How important an issue is America’s missile-defense shield to Eastern Europeans? According to this frustrated op-ed from Romania’s Ziarul newspaper, given the increasingly shrill nuclear threats coming from Moscow, Romania must demand more from Washington to assure its own security – just as Poland and others already have.
“The government of Romania had absolutely no reaction when ‘Putin’s Mace,’ General Yuri Baluyevsky, struck us with a nuclear slap right in the forehead … which proves that the chair under Defense Minister Melescanu’s ass is more important to him than the American anti-missile shield …”
By Igor Drag, Translated By Marcel Iliescu. January 23, 2008
Romania – Ziarul – Original Article (Romanian)Two days ago, Russia, in the voice of General Yuri Baluyevsky, the chief of the Russian General Staff who is also known as “Putin’s mace,” threatened NATO in general, and the Czech Republic, Poland, and Bulgaria in particular, with nuclear bombing. Not even 24 hours had passed before NATO responded: A group of former high-ranking American [and European] military officials argues that a preemptive attack with nuclear weapons represents an “indispensable” tool for NATO . So what have some others who have had their “ears pulled” by Putin done?

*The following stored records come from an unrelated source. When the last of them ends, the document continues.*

PR #237, opened 2018-08-16
PSR-7 Uploaded File compatibility

alextech:
This patch provides changes to both the `File\Upload` and `File\UploadFile` validators to provide support for validating PSR-7 `UploadedFileInterface` instances.

### DIFF
--- a/src/File/Upload.php
+++ b/src/File/Upload.php
@@ -10,6 +10,7 @@
 namespace Zend\Validator\File;
 
 use Countable;
+use Psr\Http\Message\UploadedFileInterface;
 use Zend\Validator\AbstractValidator;
 use Zend\Validator\Exception;
 
@@ -87,7 +88,11 @@ class Upload extends AbstractValidator
                     $return[$file] = $this->options['files'][$name];
                 }
 
-                if ($content['name'] === $file) {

According to a statement yesterday by Polish Foreign Minister Radoslaw Sikorski, for example, in February Warsaw hopes to reach an agreement with the U.S. about the placement of missile interceptors on Polish territory as part of the American anti-missile shield. The shield, which in Washington’s view is meant to defend the United States and her European allies against problem states like Iran, has affected Polish relations with Russia, which regards the anti-missile system as a threat to its national security. So for its own security, Poland’s new center-right government wants closer ties with the United States, and has expressed its wish that in exchange for Warsaw’s cooperation, Washington boost Polish air defenses with medium- and short-range systems like the Patriot missile.[Polish Foreign Minister] Sikorski said during a radio program that an agreement could come at a meeting in Washington between Prime Minister Donald Tusk and U.S. President George W. Bush next month in Washington, rather than that between Secretary of State Condoleezza Rice and the Polish Foreign Minister on February 1. “I think the decision should be taken at the highest level, within the Bush-Tusk meeting,” Sikorski said.
And Polish Defense Minister Bogdan Klich recently declared that Poland won’t cooperate with the U.S. unless Washington helps Warsaw improve its air defenses. I have two motives for listing Poland’s policies. Firstly, they are actually doing something and, implicitly, action must be taken before there is anything to discuss. My second motive is that we, being in the same situation as Poland, do nothing, which is something should be discussed.